Tips to Unlock the Potential of Microsoft OneNote (2014) - Tomte
http://onthehub.com/blog/10-tips-to-unlock-the-potential-of-microsoft-onenote
======
BinaryIdiot
(Sorry, this turned into a little bit of a rant)

I love OneNote. Big problem though is the organization. Once you get more
than, say, 8 tabs (more like 2-3 on mobile) it's a pain in the ass to find the
others. Sure you can organize them so maybe nest them but eventually you're
either going to run into having too many tabs in one place or too many pages
in another (on my computer's resolution having about 20 pages under a tab and
now I have to scroll which is a huge pain in the ass). Tags are half assed
because you can't organize around them only search.

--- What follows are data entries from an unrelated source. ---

PR #9171, opened 2025-11-05
Workflow: Delete associated reminders on workflow purge

JoshVanL:
Upates the Workflow Purge API to also delete all associated reminders when a workflow is purged. This ensures that no orphaned reminders remain after a workflow is deleted.

To implement this, a new scheduler RPC method `DeleteByMetadata` has been added, which behaves as a bulk delete on a particular job target type. Upon purge, the workflow actor will delete all workflow & activity reminders by invoking this new scheduler RPC.

`DeleteByMetadata` optionally allows deleting ids as a prefix, enabling deleting all workflow activity reminders which have unbounded suffixes as the actor ID.

### DIFF
--- a/tests/integration/suite/daprd/workflow/purge/reminders.go
+++ b/tests/integration/suite/daprd/workflow/purge/reminders.go
@@ -47,7 +47,7 @@ func (r *reminders) Setup(t *testing.T) []framework.Option {
 func (r *reminders) Run(t *testing.T, ctx context.Context) {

Honestly I tried making Evernote, OneNote and Google Drive my go-to places for
notes. But I keep running into two issues:

1\. I want my notes and documents to be in the same place. In fact many notes
turn into documents and sometimes vice versa. The definition of either one is
so blurred to me right now that I end up not doing anything because I can't
decide if something is a note or document.

2\. Organization is really freaking important. Google Drive can work well for
this (to a degree; it takes forever to open something nested though because
the UI is far slower than anything native) but OneNote just isn't good enough.
Evernote is okay as I would tag everything but even sub tags are wonky; at
least last time I used it I couldn't search for a parent tag and get the
children. Plus I've lost data with Evernote before so I can't go back to that.

I started picking up writing a little side project and decided to use GitLab +
Markdown for this. So far it's actually not that bad but I miss spell checking
and easy mobile access. Sure I found an app that let's me edit the markdown on
my phone but it's a pain in the ass. Worst I can't embed multimedia and it's
not easy to use in this regard anyway.

I need something that's going to be reliable and around for along time too so
I usually steer clear of the very new start-ups; I don't want to invest
putting my hundreds of notes and documents into the thing only to have them go
bankrupt or pivot months later. I'm thinking about trying Microsoft Office 365
next using it in much the same way as Google Drive but this time I can open
stuff in the native apps.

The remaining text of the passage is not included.